Mouse over the colors and years to look at the pattern of various names
babynames %>%
filter(grepl(pattern = "^Ra" , name)) %>% # grepl = grep logical
group_by(year, name) %>% # row number 27,095 decrease to 24,620. Why?
tally(n) %>% # tally() = df %>% summarise(n = n())
streamgraph("name","n","year")
Load the alluvial package
# install.packages("alluvial")
library(alluvial)
## Warning: package 'alluvial' was built under R version 4.0.5
If you want to save the prebuilt dataset to your folder, use the write_csv function
# install.packages("ggalluvial")
library(ggalluvial)
## Warning: package 'ggalluvial' was built under R version 4.0.5
Refugee <- Refugees
write_csv(Refugees, "refugees.csv")
For help understanding the package ggalluvial, in a chunk, use the syntax:
?ggalluvial
## starting httpd help server ... done
Refugees <- Refugees
library(ggalluvial)
ggalluv <- ggplot(Refugees, aes(x = year, y = refugees, alluvium = country)) +
theme_bw() +
geom_alluvium(aes(fill = country),
width = .1, alpha = .75, decreasing = F, curve_type = "quintic") + # I tried the different curve type but the 'sigmoid' looks better.

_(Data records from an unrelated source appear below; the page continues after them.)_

PR #9, opened 2017-06-21
Fix Fluid.MvcSample debug issue in VS 15.3.0 Preview 2.0

hishamco:
The project sample working fine from the CLI, nothing but when I try to debug it from the VS it shows an error message

After modifying the .csproj you will be able to do both ways


sebastienros:
It works for me though.

hishamco:
I'm getting the following message **"A project with an Output Type of Class Library cannot be started"**, while the `Fluid.MvcSample` is the startup project

PR #16, opened 2017-08-04
Adding test to ensure parsed numbers are culture insensitive

sebastienros:
Changed Irony to support custom cultures when parsing. Default culture is `InvariantCulture` which is the one used in Fluid.

Here is the corresponding change in Irony: https://github.com/sebastienros/irony/commit/4388b1fa9d79bb2d037ab6b7afd6b22fe4520aca


jtkech:
Looks good to me.

As a test, in `Orchard.Queries` of the `fluidView` branch, i've referenced `"Irony.Core" Version="1.0.7"`. Then the unit tests pass without using `InvariantNumberLiteral`.

👍

PR #25, opened 2017-10-13
Updated to Netstandard 2.0 and added VB.NET example project

TheConservativeCoder:
Hi,

I've updated fluid to netstandard 2.0 and have included an example project that mirrors your example except that it uses VB.NET instead.

### DIFF
--- a/Fluid.MvcSampleVB/Program.vb
+++ b/Fluid.MvcSampleVB/Program.vb
@@ -4,13 +4,12 @@ Imports Microsoft.AspNetCore.Hosting
 
 Module Program
     Sub Main(args As String())
-        Dim host As IWebHost = New WebHostBuilder().
+        Call New WebHostBuilder().
             UseKestrel().
             UseContentRoot(Directory.GetCurrentDirectory()).
             UseIISIntegration().
             UseStartup(Of Startup)().
-            Build()
-
-        host.Run()
+            Build().
+            Run()
     End Sub
 End Module


Fluid.MvcSampleVB/Program.vb
```diff
@@ -0,0 +1,16 @@
+Imports System
+Imports System.IO
+Imports Microsoft.AspNetCore.Hosting
+
+Module Program
+    Sub Main(args As String())
+        Dim host = New WebHostBuilder() _
```
hishamco: I don't think the line continuation is needed here

Fluid.MvcSampleVB/Startup.vb
```diff
@@ -0,0 +1,27 @@
+﻿Imports Microsoft.Extensions.DependencyInjection
```
hishamco: Sort the namespaces

Fluid.MvcSampleVB/Startup.vb
```diff
@@ -0,0 +1,27 @@
...
+Imports FluidMvcViewEngine
+Imports Microsoft.AspNetCore.Builder
+Imports Microsoft.AspNetCore.Hosting
+Imports Microsoft.Extensions.Logging
+
+Public Class Startup
+    Shared Sub New()
```
hishamco: Why the constructor is `Shared`

Fluid.MvcSampleVB/Startup.vb
```diff
@@ -0,0 +1,27 @@
...
+        TemplateContext.GlobalMemberAccessStrategy.Register(Of Person)()
+    End Sub
+
+    Public Sub ConfigureServices(services As IServiceCollection)
+        services.AddMvc() _
```
hishamco: same as previous comment

Fluid.MvcSampleVB/Program.vb
TheConservativeCoder: Do you mean that the newline format should be kept except without the `_`, or should it all be done all on one line?

hishamco: Nope, VB multi line continuation, in declaration case you can try this  
```vb
Call New WebHostBuilder().
            UseKestrel().
            UseContentRoot(Directory.GetCurrentDirectory()).
            UseIISIntegration().
            UseStartup(Of Startup)().
            Build().
            Run()
```

hishamco: Or you can use `With` statement if you do so

TheConservativeCoder: Sweet, Didn't know about the `.` on the end of a line for it to continue!

Fluid.MvcSampleVB/Program.vb
```diff
@@ -4,7 +4,12 @@ Imports Microsoft.AspNetCore.Hosting
 
 Module Program
     Sub Main(args As String())
-        Dim host = New WebHostBuilder().UseKestrel().UseContentRoot(Directory.GetCurrentDirectory()).UseIISIntegration().UseStartup(Of Startup)().Build()
+        Dim host = New WebHostBuilder().
```
hishamco: Add missing `As`

hishamco:
Thanks for your contribution @TheConservativeCoder, don't forget to squash your commits
@sebastienros hope it's fine for you

Fluid.MvcSampleVB/Program.vb
```diff
@@ -4,7 +4,7 @@ Imports Microsoft.AspNetCore.Hosting
 
 Module Program
     Sub Main(args As String())
-        Dim host = New WebHostBuilder().
+        Dim host As IWebHost = New WebHostBuilder().
```
hishamco: It's enough to use
```vb
Dim host As New WebHostBuilder()
```

TheConservativeCoder: If it is done like that I would then be unable to call `host.Run()` as it belongs to `IWebHost`?

hishamco: I see, so that's why I surprised how `New WebHostBuilder().` it works with you without using `Call` 😄 

thanks

TheConservativeCoder: ahh I see you are calling it directly inline as one. I misread your example earlier 😊

hishamco: No problem even your latest suggestion was fine
thanks again

sebastienros:
What is the point of targeting netstandard 2.0 when we can just require 1.6 ?

TheConservativeCoder:
So that it is usable with VB.NET

sebastienros:
Can we multi-target then?

TheConservativeCoder:
Not sure what you mean? Are you saying VB.NET With ASP.NET Core 2 can reference Net Standard 1.6 or Net46?

sebastienros:
just don't remove the netstandard1.6 when you add netstandard2.0, and use conditional <PropertyGroup and <ItemGroup>

hishamco:
Multi targeting is a good option as @sebastienros said before

TheConservativeCoder:
@sebastienros What you are saying is that I should enable multi targetting by setting it like this?
`<TargetFrameworks>netstandard1.6;net46;netstandard2.0</TargetFrameworks>`

I'm not majorly familar with MSBuild stuff but I also changed the Common.props file as it has `<TargetFrameworks>netstandard1.6</TargetFrameworks>` should this be left also?

TheConservativeCoder:
Closing as replaced with #27.

hishamco:
I'm not sure why you create a new PR, just add `netstandard2.0` to target frameworks

TheConservativeCoder:
@hishamco I thought it would be easier as it would then be condensed down into small commits instead of lots of little ones. Appologies if this is not the right way, I'm not used to the etiquette of doing this with git and open (Used to using TFS instead).

hishamco:
No problem I already such things on my early days of ASP.NET 5 😄 , nothing but you can add a commits, after that use `Squash` to make them single one

sebastienros:
You don't even need to squash, we do it for you when we accept the PR (same in ASP.NET)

scale_fill_brewer(palette = "Spectral") +
scale_x_continuous(lim = c(2002,2013)) +
ggtitle("UNHCR-Recognised Refugees\nTop 10 Countries (2003-2013)\n") +
ylab("Number of Refugees")
ggalluv
Code from “https://corybrunson.github.io/ggalluvial/reference/geom_alluvium.html”
ggplot(transform(alluvial::Refugees, id = 1),
aes(y = refugees, x = year, alluvium = id)) +
facet_wrap(~ country) +
geom_alluvium(aes(fill = country), alpha = .75) +
scale_x_continuous(breaks = seq(2004, 2012, 4))
## Warning in f(...): Some differentiation aesthetics vary within alluvia, and will be diffused by their first value.
## Consider using `geom_flow()` instead.